(Dataset records)
________________________________________

PR #558, opened 2026-04-24
feat(visualize): add entropy search tree visualization

### LINKED ISSUE #557: feat(visualize): add entropy search tree visualization
## Summary

We do not currently have a first-class way to visualize the algorithmic process of entropy-guided search. Debugging the Rust-backed entropy search requires inspecting logs, traces, or internal data structures by hand, which makes it hard to understand why a branch was explored, why a moveset was preferred, or where the search spent its expansion budget.

## Motivation

Entropy search decisions are tree-shaped and iterative: each step expands candidates, scores movesets, updates the active frontier, and eventually converges on a target placement or exhausts a budget. Without a visualization, it is difficult to reason about ranking behavior, compare candidate paths, explain regressions, or tune scoring parameters.

## Proposed Direction

Add a Python visualization surface for entropy search traces that can render the search tree, selected paths, scoring/metric breakdowns, and traversal state in a way that is useful for development and review.

## Acceptance Criteria

- Provide a Python entry point for visualizing entropy search tree traces.
- Surface enough trace state to inspect candidate expansion, scoring, and selected paths.
- Include tests for trace/state/renderer behavior.
- Keep the visualization separate from the core PR that removes the legacy Python search infrastructure.

Jason-Ludmir:
## Summary

- Add an entropy-tree visualization package for inspecting the algorithmic process of Rust-backed entropy search.
- Expose native per-moveset scoring metrics through PyO3 so the visualizer can show score components, closer/further qubits, and selected candidate state.
- Add focused tests for trace conversion, state handling, renderer output, and CLI behavior.

Closes #557.

## Stack

This PR is stacked on top of #556 (`jason/remove-python-search-infra`) so the diff only contains visualization updates and the native scoring hooks they need.

## Test plan

- [x] `uv run pytest python/tests/visualize/entropy_tree -q` → 12 passed
- [x] pre-commit hooks during commit: isort, black, ruff, pyright, cargo fmt, cargo clippy


crates/bloqade-lanes-search/src/entropy.rs
```diff
@@ -709,25 +709,51 @@ pub(crate) fn generate_candidates(
...
+
+    pub fn score(&self, params: &EntropyParams) -> f64 {
+        params.alpha * self.distance_progress
+            + params.beta * (self.arrived as f64)
+            + params.gamma * self.mobility_gain()
+    }
+}
+
+/// Compute the full metrics breakdown for moving from `old_config` to `new_config`.
+///
```
weinbe58, line 742: **[HIGH]** `score_moveset` now allocates two `Vec<u32>` (`closer`, `further`) and sorts them on every call, even though the internal search loop only needs the scalar score and discards the rest. This is a per-call allocation regression on the hot path.

Consider keeping a fast-path `score_moveset` that skips the vecs:
```rust
pub(crate) fn score_moveset(
    old_config: &Config,
    new_config: &Config,
    occupied: &HashSet<u64>,
    ctx: &SearchContext,
    params: &EntropyParams,
) -> f64 {
    // fast path: skip closer/further allocation used only by the visualizer
    // ... (inline the scalar accumulation directly)
}
```
Or make `closer`/`further` opt-in via a flag on `EntropyParams`.

python/bloqade/lanes/visualize/entropy_tree/renderer.py
```diff
@@ -0,0 +1,1121 @@
...
+    """
+    reason = frame.event_reason
+    if reason is None:
+        return None
+    if reason == "state-seen":
+        seen_id = frame.event_state_seen_display_id
+        if seen_id is None:
+            return "entropy bump reason: encountered previously seen configuration"
+        return f"entropy bump reason: seen configuration at display node {seen_id}"
+    if reason == "no-valid-moves":
```
weinbe58, line 45: **[LOW]** Dead branch — `node_w = node_w` is a no-op. The `elif` below already handles the interesting case. Remove this branch (or replace with `pass` and a comment if you want to keep the three-way structure explicit).

python/bloqade/lanes/visualize/entropy_tree/renderer.py
```diff
@@ -0,0 +1,1121 @@
...
+
+
+def _min_horizontal_gap_per_depth(
+    positions: dict[int, tuple[float, float]],
+    nodes: dict[int, NodeState],
+) -> float | None:
+    by_depth: dict[int, list[float]] = defaultdict(list)
+    for node_id, node in nodes.items():
+        if node_id not in positions:
+            continue
```
weinbe58, line 213: **[LOW]** `_ = frame` with the comment "retained for API compatibility with older callers" — but this is new code in a new file, there are no older callers. Remove the `frame` parameter entirely.

python/bloqade/lanes/visualize/entropy_tree/renderer.py
```diff
@@ -0,0 +1,1121 @@
...
+        root_loc = root_configuration.get(qid)
+        target_loc = target.get(qid)
+        if root_loc is not None:
+            positions.append(arch_spec.get_position(root_loc))
+        if target_loc is not None:
+            positions.append(arch_spec.get_position(target_loc))
+
+    if not positions:
+        return full_bounds
+
```
weinbe58, line 118: **[LOW]** `src in source_config.values()` is O(n) in the number of qubits for every lane in the moveset. Build a reverse set once before the loop:
```python
occupied_locs = set(source_config.values())
for lane in moveset:
    src, _dst = arch_spec.get_endpoints(lane)
    if src in occupied_locs:
        ...
```

python/bloqade/lanes/visualize/entropy_tree/state.py
```diff
@@ -0,0 +1,600 @@
...
+import colorsys
+from dataclasses import dataclass, field
+
+from bloqade.lanes.bytecode.encoding import LaneAddress, LocationAddress
+from bloqade.lanes.visualize.entropy_tree.tracer import TreeTraceStep
+
+# Sentinel step_index for synthetic reducer-injected entries (e.g. the
+# root candidate_expand seed that has no corresponding native trace step).
+_SYNTHETIC_STEP_INDEX = -1
+
```
weinbe58, line 14: **[LOW]** `index // 1` is always `index` — this integer floor division by 1 is a no-op. Should be `index % len(sat_cycle)` directly.

python/bloqade/lanes/visualize/entropy_tree/renderer.py
```diff
@@ -0,0 +1,1121 @@
...
+            positions.extend(path)
+            ax.annotate(
+                "",
+                xy=path[-1],
+                xytext=path[-2],
+                arrowprops=dict(arrowstyle="->", color="#C2477F", lw=1.8),
+                zorder=10,
+            )
+    return positions
+
```
weinbe58, line 465: **[HIGH]** `draw_hardware_panel` (~125 lines) is defined here but never imported or called anywhere — not in `controller.py`, `cli.py`, or `__init__.py`. Looks like a leftover from an earlier layout design superseded by `draw_focus_panel`. Should be deleted unless there is a planned use.

python/bloqade/lanes/visualize/entropy_tree/cli.py
```diff
@@ -0,0 +1,186 @@
...
+from bloqade.lanes.visualize.entropy_tree.controller import EntropyTreeController
+from bloqade.lanes.visualize.entropy_tree.state import TreeStateReducer
+from bloqade.lanes.visualize.entropy_tree.tracer import (
+    EntropyTraceBundle,
+    build_entropy_trace,
+    load_kernel_from_file,
+)
+
+
+def _build_default_kernel():  # type: ignore[no-untyped-def]
```
weinbe58, line 17: **[LOW]** `--max-expansions` has no `help=` string. A user unfamiliar with the search algorithm won't know what a "node expansion" is or whether 1000 is a reasonable limit. Suggest:
```python
p.add_argument(
    "--max-expansions",
    type=int,
    default=1000,
    help="Maximum node expansions before stopping the trace. Use -1 for no limit.",
)
```

python/bloqade/lanes/visualize/entropy_tree/state.py
```diff
@@ -0,0 +1,600 @@
...
+    moveset: frozenset[LaneAddress]
+    color: str
+    attempted: bool = False
+    selected: bool = False
+
+
+@dataclass
+class NodeState:
+    node_id: int
+    display_id: int
```
weinbe58, line 41: **[MEDIUM]** `assign_subtree_x` is recursive and Python's default recursion limit (~1000) will be hit for deep search trees (entropy search can produce deep trees with many expansion levels). Either rewrite this iteratively or raise a clear error before the `RecursionError` surfaces.

weinbe58 (commented):
Overall this is a solid piece of work — the tracer/state/renderer/controller separation is clean, the synthetic root-candidate-seed injection in `TreeStateReducer` is a nice touch, and the test coverage for a visualizer is good. A few things worth addressing before merge, ranging from a hot-path performance regression (high priority) to cosmetic dead code.

crates/bloqade-lanes-search/src/entropy.rs
Jason-Ludmir: Handled by restoring `score_moveset` as a scalar fast path. The detailed `closer`/`further` vectors now stay confined to `compute_moveset_metrics`, and a regression test checks score parity without entering the detailed metrics path.

python/bloqade/lanes/visualize/entropy_tree/renderer.py
Jason-Ludmir: Handled by removing the no-op `node_w = node_w` branch while preserving the existing shrink/clamp behavior for dense layouts.

python/bloqade/lanes/visualize/entropy_tree/renderer.py
Jason-Ludmir: Handled by removing the unused `frame` parameter from `_draw_hardware_snapshot` and updating the internal call sites.

python/bloqade/lanes/visualize/entropy_tree/renderer.py
Jason-Ludmir: Handled by building `occupied_locs = set(source_config.values())` once before iterating over the moveset, with a regression test covering the single `values()` call.

python/bloqade/lanes/visualize/entropy_tree/state.py
Jason-Ludmir: Handled by replacing `(index // 1) % len(sat_cycle)` with `index % len(sat_cycle)`.

python/bloqade/lanes/visualize/entropy_tree/renderer.py
Jason-Ludmir: Handled by deleting the unused `draw_hardware_panel`; `draw_focus_panel` is the active hardware-view path.

python/bloqade/lanes/visualize/entropy_tree/cli.py
Jason-Ludmir: Handled by adding help text for `--max-expansions`, including the `-1` no-limit behavior.

python/bloqade/lanes/visualize/entropy_tree/state.py
Jason-Ludmir: Handled by rewriting the tree layout traversal to use an explicit post-order stack instead of recursion, with a 5000-node deep-tree regression test.

weinbe58 (approved):
LGTM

________________________________________

**PROMPT**
Return all lines from the entries that contain the string "allocation".

**FINISHED EXERCISE**
weinbe58, line 742: **[HIGH]** `score_moveset` now allocates two `Vec<u32>` (`closer`, `further`) and sorts them on every call, even though the internal search loop only needs the scalar score and discards the rest. This is a per-call allocation regression on the hot path.
    // fast path: skip closer/further allocation used only by the visualizer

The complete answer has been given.